Ali's career began with teaching at madrasas in Bengal such as the Jhingabari Alia Madrasah in Sylhet, Jamia Islamia Yunusia in Brahmanbaria and the Jamia Millia in Comilla. By 1909, he was working as an imam of the Shahidi Mosque in Kishoreganj. In 1945, Ali established the Jamia Emdadia Madrasa in Kishoreganj on the premises of the mosque. He also later founded the Darul Uloom Madrasa in Mymensingh.
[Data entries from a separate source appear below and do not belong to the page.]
Issue #2736, opened 2023-01-15
Recovering wiped .gephi file caused by Gephi 0.10 bug


ForkedLightning:
Gephi 0.10 overwrote my .gephi file with a blank file yesterday. Does Gephi keep a temporary file containing the data anywhere else for recovery?

I lost a year's worth of work and I don't have access to the original dataset anymore.

Why did the devs push this to release and notified users to upgrade even though such a major bug was known for days? Take it down immediately.

seinecle:
Absolutely sorry for the issue. A fix has been pushed.

PR #2737, opened 2023-01-15
#2736 Fix issue with empty gephi file when save on close

totetmatt:
## Description
When you close gephi, a prompt ask you if you want to save or not your project. If you choose to do so, the resulting gephi is going to be corrupted with only a `Project_xml` inside.

This might be due after investigation to the fact that on exit, gephi is exiting before waiting the end of the save project task.
** Reproducing hte bug **
- Open gephi
- Open les Miserable (or other)
- Merge with current wokrspace (so you have one workspace, otherwise bug will appears on open but it's unrelated #StayTuned  )
- Click on windwos frame button to exit gephi
- Save your file on the "Close Project" Prompt
- Verify that the file written is 400o (or 1k). It can be unzip and only one file will appears.
- Can't be reopen with gephi (or will be empty)

The fix await for the save project task to be finished before continuing.

## Checklist

## Added tests?

- [ ] 👍 yes

## Added to documentation?
- [ ] 👍 README.md


modules/DesktopProject/src/main/java/org/gephi/desktop/project/ProjectControllerUIImpl.java
```diff
@@ -281,8 +284,9 @@ public void approveSelection() {
             NbPreferences.forModule(ProjectControllerUIImpl.class).put(LAST_PATH, file.getAbsolutePath());
 
             // Save file
-            saveProject(controller.getCurrentProject(), file);
+            return saveProject(controller.getCurrentProject(), file);
         }
+        return null;
```
mbastian, line 289: Probably better to return `CompletableFuture.completedFuture()`

modules/LongTaskAPI/src/main/java/org/gephi/utils/longtask/api/LongTaskExecutor.java
```diff
@@ -133,12 +133,12 @@ public LongTaskExecutor(boolean doInBackground) {
      *                               <code>taskName</code> is null
      * @throws IllegalStateException if a task is still executing at this time
      */
-    public synchronized void execute(LongTask task, final Runnable runnable, String taskName,
+    public synchronized Future<Object> execute(LongTask task, final Runnable runnable, String taskName,
```
mbastian, line 136: You shouldn't have to change the `LongTaskExectutor`, use the `execute(LongTask task, Callable<V> callable)` method instead

mbastian (changes requested):
Thanks, looking at it I think we should just remove the boolean parameter and always use `true`. It's safer to always wait to save the project before close.

modules/DesktopProject/src/main/java/org/gephi/desktop/project/ProjectControllerUIImpl.java
totetmatt: Done

modules/LongTaskAPI/src/main/java/org/gephi/utils/longtask/api/LongTaskExecutor.java
totetmatt: Ah true ! Changed it to use the Callable version

totetmatt:
Somehow had to change a new Runnable to () ->  in another part of the code. I guess it's ok ?

modules/DesktopProject/src/main/java/org/gephi/desktop/project/ProjectControllerUIImpl.java
```diff
@@ -222,22 +226,28 @@ private void updateTitleBar(Project project) {
...
+            @Override
+            public Void call() throws Exception {
+                controller.saveProject(project, file);
+                return null;
+            }
         });
     }
 
-    public void saveProject() {
+    public Future<Void> saveProject() {
```
totetmatt, line 241: Actually @mbastian Should this function block ? So that in any case we block on save ?

mbastian (approved):
Looks good thank you. I can take another look later to see improvements but as long as it fixes the issue it's looks safe enough.

PR #2758, opened 2023-02-25
First batch (90/226 originals) of the new icons

omroka:
These are all the new icons I have currently made, for both light and dark mode. Original icons from IBM Carbon Design System are under the [Apache 2.0 License ](https://github.com/carbon-design-system/carbon/blob/v10/LICENSE).

Also, I apologize if anything is wrong, this is my first ever pull request.


mbastian:
Hi @omroka, I finally was able to integrate all the new icons you did into Gephi. For now, it's in the development branch but it will be released in the next version. Everything is working smoothly, including the dark mode, which is amazing. Thanks again for the serious work here ❤️. I was wondering if you had another batch in the works? Cheers,

Issue #2842, opened 2023-08-16
Invalid svg polyline points (NaN) exporting curved edges between overlapping nodes.


nathanal:
## Expected Behavior
Valid svg produced on export using [buggy.gephi.zip](https://github.com/gephi/gephi/files/12357134/buggy.gephi.zip)

The edge is between two overlapping nodes.

I'm not sure, either the edge shouldn't be exported, or the polyline should have no points.

## Current Behavior
On export, if two nodes are overlapping and have a shared edge, the path and arrows produced are invalid svg. Specifically the NaN is not valid.

```xml
<path stroke-linecap="round" fill="none" class="id_200 id_1"
              d="M -166.344223,-155.416153 A 2.253508,2.253508 0,0 1,NaN,NaN"
              stroke="#c0c0c0" stroke-width="0.1" stroke-opacity="1.0"/>
<!-- and further along -->
        <polyline fill="#c0c0c0" fill-opacity="1.0" class="id_200 id_1"
                  points="NaN,NaN NaN,NaN NaN,NaN" stroke="none"/>
```

[buggy_trunc](https://github.com/gephi/gephi/assets/22120290/e9a9f889-e900-4a61-80cc-d4a05d055d2b)

Following the SVG 1.1 specs, numbers are expected:

- For polyline: https://www.w3.org/TR/SVG11/shapes.html#PolylineElementPointsAttribute then https://www.w3.org/TR/SVG11/shapes.html#PointsBNF
- For paths: https://www.w3.org/TR/SVG11/paths.html#PathDataBNF

## Possible Solution

Unsure, I'm just starting out the gephi/graphs in general. 

If there shouldn't be any lines, simply having no points  i.e. `points=""` and `d=""` will be fine.

## Steps to Reproduce

1. Open the attached project (it is simplified, only two nodes and an edge) [buggy.gephi.zip](https://github.com/gephi/gephi/files/12357134/buggy.gephi.zip) (rename to buggy.gephi).
2. Go to the preview tab
3. Make sure Show edges, and Curved is checked (under the Edges tab)
4. Export to svg

## Context

Bunch of errors logged in inkscape. I guess it's not that bad. 

## Your Environment

* Version used: Gephi 0.10.1 202301172018
* Operating System: Linux Mint 20 (I'm running in a snap package)

PR #2608, opened 2022-09-02
#1680 Arrows on curved edges

jacomyma:

PR #2844, opened 2023-08-25
#2842 Don't draw invalid svg paths for curved edges

nathanal:
## Description

Fix svg output in #2842 (one node is inside another) by not drawing the edge when it is truncated too much.

Previously, computeThatThing's condition never failed, as rt was only passed when negative. We now pass the arc length and return a large negative angle if it fails. This should register as excessive truncative and be marked not to be drawn.

Used https://github.com/gephi/gephi/pull/2608 and a jumping off point in investigation.

## Checklist

## Added tests?

- [x] 👍 yes

Simple (but big) gexf file to test some cases [testing.zip](https://github.com/gephi/gephi/files/12441889/testing.zip). It got a bit out of hand, but wasn't too smart (just a straight up permutation of various angles, distances, sizes). Smaller version of the above zip [extended_alldir.zip](https://github.com/gephi/gephi/files/12441933/extended_alldir.zip)

Nearly all cases can be considered edge cases (i.e. overlapping nodes).

I've pushed a sample of the above examples cases into a unit test.

## Added to documentation?
- [ ] 👍 README.md

Update: the force push was just squashing my commits together


nathanal:
Thanks you for the review and merge @mbastian !

PR #3001, opened 2025-07-11
Adding functionality to the EgoFilter

floungd:
#### The filter itself:

Gephi has an Ego Network filter which filters the displayed graph according to:

- Starting Node (Ego)
- Depth
- Include Self

After applying said filter, Gephi shows neighbors at depth k, from the "Ego" node.

The Filter does not consider directed edges losing information.

### Desired State:

Have the Ego Network filter consider directed edges, to see nodes connected via outgoing, incoming or any type of edges.

To effectively use the wanted changes 2 major things have to be done:

#### The filter itself:

The Ego network filter now considers the Directed edges and acts according to following rules:

- **Outgoing:** the filter only considers edges that point away from the Ego node.
- **Incoming:** the filter only considers edges that point to the Ego node.
- **Both:** the filter considers incoming and outgoing edges

The filter is able to consider non-directed edges if the user wants it to, keeping the original usability of the filter.

To achieve the desired functionality of the filter some changes must be made to the EgoPanel:

#### The filter panel:

The filter panel now has following options:

- No OK button the filter ego updates on input.
- No depth drop-down the user is able to customize the depth beyond 3 for bigger graphs. to show the maximum amount of edges the field is kept empty.
- Direction drop-down menu to select {Incoming, Outgoing, Both}
- Checkbox for self is kept.
- Checkbox for consideration of non directed graphs. (default true, as in previous behavior)

To achieve this I edited the classes `EgoBuilder` and `EgoPanel`, alongside with the `Bundle.properties`, `Bundle_de.properties`(for JavaSwing names in german) and finally the `egoPanel.form` file due to changes in the UI.

All changes of the UI were done in Apache NetBeans and the code was generated automatically to the `EgoPanel`.

The filter method in `EgoBuilder` was changed entirely, I used a BFS Algorithm to achieve the wanted behavior. 
the method is well documented in the code.

To check whether an edge is relevant the method `isRelevant(Node ego, Edge e)` was implemented, I am using `Enums` to differentiate the options of the added drop-down menu.

##### Default UI:
image

##### Translation:

Knoten ID --> Node ID, Tiefe --> Depth, Richtung --> Direction, Inkl. Eigener --> With Self, berücksichtige ungerichtete Kanten --> Consider non directed Edges

##### Example Graph:

image

NodeId = A || 0, Depth 1, Direction = Outgoing, withSelf = true, considerNonDirectEdges = false

image

NodeId = A || 0, Depth 1, Direction = Incoming, withSelf = true, considerNonDirectEdges = false

image

NodeId = A || 0, Depth 1, Direction = Both, withSelf = true, considerNonDirectEdges = false

image

NodeId = C || 2, Depth 2, Direction = Incoming, withSelf = true, considerNonDirectEdges = true

image

## Checklist

## Added tests?

- [ ] 👍 yes

## Added to documentation?
- [ ] 👍 README.md


modules/FiltersPlugin/src/main/java/org/gephi/filters/plugin/graph/EgoBuilder.java
```diff
@@ -108,57 +108,167 @@ public void destroy(Filter filter) {
...
+                    return e.getSource() == ego;
+                case INCOMING:
+                    return e.getTarget() == ego;
+                case BOTH:
+                    return true;
+            }
+            return false;
+        }
+
+        private Node getNextNode(Node ego, Edge e) {
```
mbastian: Redundant with the `graph.getOpposite()` method, consider using that instead, see https://javadoc.io/doc/org.gephi/gephi/latest/org/gephi/graph/api/Graph.html#getOpposite(org.gephi.graph.api.Node,org.gephi.graph.api.Edge)

mbastian (changes requested):
Thanks for the changes, please take a look at my comments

His participation in politics began with the 1947 Sylhet referendum campaigns which led to the incorporation of Sylhet into the Dominion of Pakistan. He was first a member of the Jamiat Ulema-e-Islam party. In 1952, he was elected as the president of the Nizam-e-Islam Party. Ali's party, which formed a coalition under the United Front, succeeded during the 1954 East Bengal Legislative Assembly elections, gaining 36 total seats in the National Assembly. Ali was a Member of Parliament in the 2nd National Assembly of Pakistan for the Kishoreganj West constituency. He had worked for including Islam in the legal system. He also advocated for the restoration of democratic rights during the presidency of Ayub Khan and was subsequently imprisoned.

He was released before the start of the 1965 Indo-Pakistani War, and drifted away from politics. He began focusing more on propagating Islamic teachings to the Bengali Muslim masses through public lectures.

==Bibliography==
He wrote a number of books relating to Islam. These include:
- পর্দা ও ইসলাম
- Al-Wajru wa an-Nazru
- ইসলামী শাসন কেন চাই?
- বাস্তব ক্ষেত্রে সমাজতন্ত্র
- ইসলামে অর্থবন্টন ব্যবস্থা

==Death==
Ali died on 6 October 1976 in the premises of a madrasa that he had founded, the Jamia Al Islamia, Chorpara in Mymensingh, Bangladesh, as a result of paralysis.